Ausgestorbene Riesenschildkröte – 1000 Jahre alte DNA entschlüsselt

(12.01.2017) Wissenschaftler von Senckenberg und der Universität Potsdam haben das Erbgut der ausgestorbenen Riesenschildkröte Chelonoidis alburyorum untersucht. Dem internationalen Team gelang es erstmalig eine vollständige DNA-Sequenz der tropischen Tiere zu gewinnen.

Das Erbgut offenbart, dass die Bahamas-Schildkröten nahe Verwandte der Galapagos-Schildkröten und der südamerikanischen Chaco-Schildkröten waren. In ihrer heute im Fachjournal der Royal Society of London „Proceedings B“ erschienenen Studie zeigen sie zudem, dass die Tiere vom Menschen ausgerottet wurden.


Von der Riesenschildkröte sind auf den Bahamas nur noch fossile Überreste übrig, die in sogenannten "Blauen Löchern" konserviert wurden.

Vor etwa 1000 Jahren waren die Bahamas noch die Heimat der Riesenschildkröte Chelonoidis alburyorum – dies änderte sich kurz nach der Besiedlung der Inseln durch den Menschen.
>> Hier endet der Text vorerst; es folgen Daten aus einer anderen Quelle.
PR #1374, opened 2025-03-04
Set up shared-brotli-patch-decoder to be able to utilize a rust or c brotli decoder implementation.

garretrieger:
The pure rust decoder implementation is needed when compiling to WASM which can't easily work with the c version.

### DIFF
--- a/shared-brotli-patch-decoder/Cargo.toml
+++ b/shared-brotli-patch-decoder/Cargo.toml
@@ -11,8 +11,16 @@ repository.workspace = true
 # RUSTDOCFLAGS="--cfg docsrs" cargo +nightly doc --all-features
 all-features = true
 
+[features]
+default = ["c-brotli"]
+c-brotli = ["dep:brotlic-sys"]
+rust-brotli = ["dep:brotli-decompressor"]
+
+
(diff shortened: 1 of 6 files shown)


shared-brotli-patch-decoder/Cargo.toml
```diff
@@ -11,8 +11,16 @@ repository.workspace = true
 # RUSTDOCFLAGS="--cfg docsrs" cargo +nightly doc --all-features
 all-features = true
 
+[features]
+default = ["c-brotli"]
```
rsheeter, line 15: Optional, I wonder if rust-brotli isn't a more natural default for a rust program?

rsheeter (approved):

shared-brotli-patch-decoder/Cargo.toml
garretrieger: A couple of things I'd like to resolve first before making rust the default:
1. Need to test the relative performance of the two versions. If rust is comparable to c then it should be fine as a default.
2. Need to fix the inability of the rust version to detect an input that has unused trailing data, since that's required by the spec.

PR #1375, opened 2025-03-04
[write-fonts] Make COLR available

rsheeter:
Generate write-fonts types for colr. I suspect in time we'll want some sort of builder or helper but this is a start.

Note that I added `#[allow(clippy::derivable_impls)]` to generated records to enable the generated code to build.


font-codegen/src/record.rs
```diff
@@ -273,6 +273,7 @@ pub(crate) fn generate_compile_impl(
         let default_field_inits = fields.iter_compile_default_inits();
         quote! {
         impl #default_impl_params Default for #name <#generic_param> {
+            #[allow(clippy::derivable_impls)]
```
cmyr, line 276: You'll notice above that this path is only taken if we believe that we can't derive the impl, otherwise we just derive it, so perhaps you're hitting some case where `can_derive_default` is returning `false` incorrectly?

resources/codegen_inputs/colr.rs
```diff
@@ -6,6 +6,7 @@
 table Colr {
     /// Table version number - set to 0 or 1.
     #[version]
+    #[default(0)]
```
cmyr, line 9: I think the best approach for this is going to be `#[compile(self.compute_version())]`, and then add a method to `Color` that picks the correct version based on what fields are used.

cmyr (approved):
One change to make, which will obviate needing to make any changes in codegen, otherwise looks good!

font-codegen/src/record.rs
rsheeter: Yes. If you `#[default(the default value for the type)]`, e.g. `#[default(0)]` and all other fields are defaultable we don't identify that we could just take the derived default. We generate roughly:

```rust
fn default() -> Self {
Self {
  my_int_field_with_default_zero: 0,
  other_fields: Default::default()
}
```

 It's a bug in codegen but not one I want to block on. Your other change will avoid it but the bug will remain, will file an issue.

resources/codegen_inputs/colr.rs
rsheeter: That works, will so change.

font-codegen/src/record.rs
rsheeter: https://github.com/googlefonts/fontations/issues/1376

PR #1378, opened 2025-03-04
Wire up the c-brotli/rust-brotli features into incremental-font-transfer.

garretrieger:


incremental-font-transfer/Cargo.toml
```diff
@@ -15,16 +15,18 @@ repository.workspace = true
 all-features = true
 
 [features]
-default = ["read-fonts/std"]
+default = ["read-fonts/std", "c-brotli"]
 cli = ["clap", "regex"]
+rust-brotli = ["shared-brotli-patch-decoder/rust-brotli"]
+c-brotli = ["shared-brotli-patch-decoder/c-brotli"]
```
cmyr, line 21: welcome to one of the annoying corners of rust: features are supposed to be 'additive', that is you can add them in any combination and things work, see https://doc.rust-lang.org/cargo/reference/features.html?highlight=additive#feature-unification.


In any case there's actually a section in the docs now on "mutually incompatible features", so that would be worth a skim at least: https://doc.rust-lang.org/cargo/reference/features.html#mutually-exclusive-features

cmyr (approved):
lgtm with an asterisk, you should go read through the doc links mentioned below.

incremental-font-transfer/Cargo.toml
garretrieger: I set up shared-brotli-patch-decoder to work if both are enabled simultaneously (c takes priority) using the cfg-if mechanism as suggested there.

„Heute finden wir nur noch fossile Überreste dieser etwa einen halben Meter großen Schildkröten“, erklärt Professor Uwe Fritz, Direktor der Senckenberg Naturhistorischen Sammlungen in Dresden und fährt fort: „Wir haben erstmalig das Erbgut der Bahamas-Schildkröten untersucht und konnten so feststellen, dass diese vor etwa 850 Jahren ausgestorbenen Tiere nahe mit den Galapagos-Schildkröten und den Chaco-Schildkröten aus Südamerika verwandt sind.“

Die nächsten Verwandten dieser Landschildkröten und zweier weiterer südamerikanischer Spezies leben, wie die Ergebnisse der Studie zeigen, erstaunlicherweise in Afrika.

Die untersuchte Schildkrötengruppe muss sich also in der Erdgeschichte mehrfach über die Ozeane hinweg, beispielsweise mit Treibgut, ausgebreitet haben und konnte so von Afrika nach Südamerika und von dort aus auf die Galapagos-Inseln und die Bahamas gelangen.

Mit hoch spezialisierten Labormethoden hat das internationale Team um den Dresdner Wissenschaftler und Professor Michael Hofreiter von der Universität Potsdam erstmals genetische Daten – ein nahezu vollständiges mitochondriales Genom – aus einem 1000 Jahre alten Oberarmknochen der Riesenschildkröte gewonnen und mit heute lebenden Arten verglichen.

Möglich war dies durch eine für die Tropen ungewöhnlich gute Erhaltung der Schildkrötenknochen.

„Die von uns untersuchten Fossilien stammen aus sogenannten ‚Blauen Löchern’ – das sind meerwassergefüllte Karstlöcher, die offenbar eine relativ gute DNA-Konservierung ermöglichen“, erklärt Hofreiter. Damit eröffnen sich neue Möglichkeiten für die Untersuchung der DNA ausgestorbener tropischer Tiere.

Die Riesenschildkröten verschwanden innerhalb weniger Jahre nach der Besiedlung der Bahamas durch den Menschen – lange bevor Kolumbus Amerika entdeckte. Fritz erläutert: „Dies ist ein allgemeines Muster, da auf den Bahamas und Antillen zahlreiche größere Tierarten kurz nach der Ankunft des Menschen verschwanden.

Es zeigt, dass der Mensch auch früher nicht im Einklang mit der Natur lebte, sondern Nahrungsquellen schon immer übermäßig ausbeutete und Lebensräume veränderte.

Heute findet dieser Prozess aber im Vergleich zu früher in einem erschreckenden Tempo statt, so dass der Artenverlust und die Verarmung unserer Umwelt bedrohliche Dimensionen angenommen haben.“

Immerhin kann Erbgut aus den „Blauen Löchern“ in Zukunft helfen, besser zu verstehen, welche Arten schon längst unwiederbringlich verloren gegangen sind und welche Lebensgemeinschaften ohne den Menschen dort vorkommen würden.